TASK DETAILS.
Report the lines of the data below that contain the string "JSON".

Dataset entries:
PR #4678, opened 2023-06-26
[WIP] Functional tests for `yield` and `cancel`

abidlabs:


js/app/test/cancel_events.spec.ts
```diff
@@ -0,0 +1,40 @@
+import { test, expect } from "@gradio/tootils";
+
+test("yielding", async ({ page }) => {
+	let first_iteration;
+	let fourth_iteration;
+	let last_iteration;
```
pngwn, line 6: We store these references in the correct scope so we can access them later.

js/app/test/cancel_events.spec.ts
```diff
@@ -0,0 +1,40 @@
...
+
+	page.on("websocket", (ws) => {
```
pngwn, line 8: We listen for the websocket event, so we know it exists and can start listeneing for specific messages as soon as possible, we don't want the websocket connection to progress before we had a change to listen to it.

js/app/test/cancel_events.spec.ts
```diff
@@ -0,0 +1,40 @@
...
+			predicate: (event) => {
+				return JSON.parse(event.payload as string)?.output?.data?.[0] === "3";
+			}
+		});
+
+		last_iteration = ws.waitForEvent("framereceived", {
+			predicate: (event) => {
+				return JSON.parse(event.payload as string).msg === "process_completed";
+			}
+		});
```
pngwn, line 25: Here we are using `waitForEvent` with a predicate function. The predicate dictates whether or not we have received the event we are waiting for. We are checking against the actual content of the message here to make sure it is the correct one.

`waitForEvent` returns a promise, we don't actual await it here because we don't want to block anything just yet. We want to interweave our 'blocks' with assertions later on. Promises in javascript will start/continue in the background if you do not await them directly. So instead of awaiting here, we assign these promises the references we defined earlier so we can wait for them later.

js/app/test/cancel_events.spec.ts
```diff
@@ -0,0 +1,40 @@
...
+	});
+
+	const start_button = await page.locator("button", {
+		hasText: /Start Iterating/
+	});
```
pngwn, line 30: Now we've set everything up we can start kicking things off.

js/app/test/cancel_events.spec.ts
```diff
@@ -0,0 +1,40 @@
...
+	const textbox = await page.getByLabel("Iterative Output");
+	await start_button.click();
+
+	await first_iteration;
+	await expect(textbox).toHaveValue("0");
+	await fourth_iteration;
+	await expect(textbox).toHaveValue("3");
+	await last_iteration;
+	await expect(textbox).toHaveValue("8");
```
pngwn, line 39: This is what I mean about interweaving awaits and assertions, we need to assert after we have processed a certain websocket message, then we can check that the UI correctly represents the contents of that message. The first iteration checks that we've received the first response (process_generating), and the UI correctly reflects that value.

We do the same for the others. It doesn't matter what the specifics of the predicate are as long as it waits for the correct message (roughly).

.config/playwright-setup.js
```diff
@@ -86,33 +85,14 @@ function spawn_gradio_app(app, port, verbose) {
 				res(_process);
 
 				if (!verbose) {
-					_process.stdout.destroy();
-					_process.stderr.destroy();
+					_process.stdout.off("data", std_out);
+					_process.stderr.off("data", std_out);
 				}
```
pngwn, line 90: I didn't realise that `destroy` actually destroyed the stdio functionality of the child process, I thought it just removed listeners. This was causing any python process that tried to print to the terminal to throw an exception. I've changed this to just unlisten rather than destroy.

.config/playwright-setup.js
```diff
@@ -86,33 +85,14 @@ function spawn_gradio_app(app, port, verbose) {
...
-				process.stderr.write(kl.bgBlue("\n =========== END =========== "));
-				res(_process);
+		}
 
-				if (!verbose) {
-					_process.stdout.destroy();
-					_process.stderr.destroy();
-				}
-			}
-		});
```
pngwn, line 115: I've also removed this duplication, the two callback functions are identical.

demo/cancel_events/run.py
```diff
@@ -5,7 +5,7 @@
 def fake_diffusion(steps):
     for i in range(steps):
         print(f"Current step: {i}")
-        time.sleep(1)
+        time.sleep(0.2)
```
pngwn, line 8: I reduced the time here just to speed up the test.

pngwn (commented):
I have pushed up some changes and left detailed descriptions in code comments. Let me know if you'd like to sync on this and go through it.

I also merged in main because there have been a bunch of improvements to the test setup.

abidlabs:
Thanks so much @pngwn for the detailed notes. Makes sense to me, I'll work on finishing off this test

js/app/test/cancel_events.spec.ts
```diff
@@ -0,0 +1,68 @@
+import { test, expect } from "@gradio/tootils";
+
+test("yielding", async ({ page }) => {
```
pngwn, line 3:
```suggestion
test("when using an iterative function the UI should update over time as iteration results are received", async ({ page }) => {
```

js/app/test/cancel_events.spec.ts
```diff
@@ -0,0 +1,68 @@
...
+
+	await first_iteration;
+	await expect(textbox).toHaveValue("0");
+	await fourth_iteration;
+	await expect(textbox).toHaveValue("3");
+	await last_iteration;
+	await expect(textbox).toHaveValue("8");
+});
+
+test("cancel", async ({ page }) => {
```
pngwn, line 43:
```suggestion
test("when using an iterative function it should be possible to cancel the function, after which the UI should stop updating", async ({ page }) => {
```

pngwn (approved):
Few small comments about test description, otherwise look good! Thanks @abidlabs! Good to have tests for these more complex usecases!

abidlabs:
Merged in the latest changes, thanks @pngwn for all of the guidance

RESULT.
+				return JSON.parse(event.payload as string)?.output?.data?.[0] === "3";
+				return JSON.parse(event.payload as string).msg === "process_completed";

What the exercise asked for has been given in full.